When I read around - mostly Kimball's work, but other guides as well - the suggestion is that we should be using a "shrunken dimension" in these cases. The Kimball Group even specifically mention it in regards to a Month dimension. But I'm really not finding a whole lot of information about implementing them past that article, and brief write-ups that seem to be re-phrasing parts of it.
One of my particular concerns is that at the moment, people using our cubes are used to having one date dimension for each different type of date with year-month-day hierarchies, and they just only go down to month level when that's what they need. If this is going to result in a separate dimension with a year-month hierarchy, then it seems like it might be unwelcome clutter. But is this the intention?
The last two paragraphs in the linked article are the only thing I've found tackling how this should work in the presentation layer, and I just don't get what they're trying to describe. It feels short a couple of examples to flesh out how this should appear in a cube. Normally, I'd just trial-and-error this, but timescales are very tight. So...
- If I do this, what is the intended display in the cube? Would I have two separate date dimensions, with one that only goes down to month?
- If the above is correct, is there really much point in this, seeing as people can currently happily query things at a monthly level without it? I feel like I'm missing what the benefits really are. I can see it's more semantically correct (we're at month level, so holding first day of the month is hacky and will show unrelated attributes), but with users who are already used to this, I'm not convinced that's enough reason to spend more time on this just now. I can see it could perform better given it'd be a smaller dimension, but we're not having performance issues as-is. Am I missing something?

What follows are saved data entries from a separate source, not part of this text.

PR #2116, opened 2018-07-22
Implement native-descriptor attribute for IO::Socket::Async

Kaiepi:
This allows one to get the raw file descriptor of clients and servers
created with IO::Socket::Async.


timo:
we'll probably have to have at least a stub in the JVM so that it pushes the right number of arguments for all the callbacks, find the code in NQP and perhaps take my last commit as inspiration :)

Kaiepi:
Done

Kaiepi:
Closing this since the way I worked out how to get the server's native descriptor as soon as it gets tapped needs to be two different pull requests

PR #2141, opened 2018-07-28
Adds doc for option that apparently works

JJ:
Just use 

     perl6 -V

and it shows a bunch of variables and their values. This was also an option in perl5, which was apparently carried over.


lizmat:
Thank you!

PR #2142, opened 2018-07-28
Add Callable, Whatever, and zen indexing candidates for CArray

jstuder-gh:


lib/NativeCall.pm6
```diff
@@ -588,6 +588,21 @@ multi sub postcircumfix:<[ ]>(CArray:D \array, $pos) is export(:DEFAULT, :types)
...
     @pos.map: { array.AT-POS($_) };
 }
+multi sub postcircumfix:<[ ]>(CArray:D \array, Callable:D $block) is export(:DEFAULT, :types) {
+    nqp::stmts(
+      (my $*INDEX = 'Effective index'),
+      array[$block.pos(array)]
+    )
+}
+multi sub postcircumfix:<[ ]>(CArray:D \array) is export(:DEFAULT, :types) {
+    array[^array.elems]
```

- If I do go ahead with the changes, any tips on getting the shrunken dimension working in the cube? Normally I can dig around online until I narrow something down to the best couple of options, but there's really not much around, and I'd appreciate hearing from someone who's done this before. Not looking for anything huge, but something either written a little more technically than that article or a mini-example would probably leave me feeling a lot clearer about what needs doing and why. The Kimball article especially confused me when discussing needing to join the base dimension to the shrunken dimension in order to see attributes.
First two points are the big ones, because I'd know whether I need to make any data warehouse changes, and get them done if so - I would be very glad for an answer on those, even if you can't cover the third point.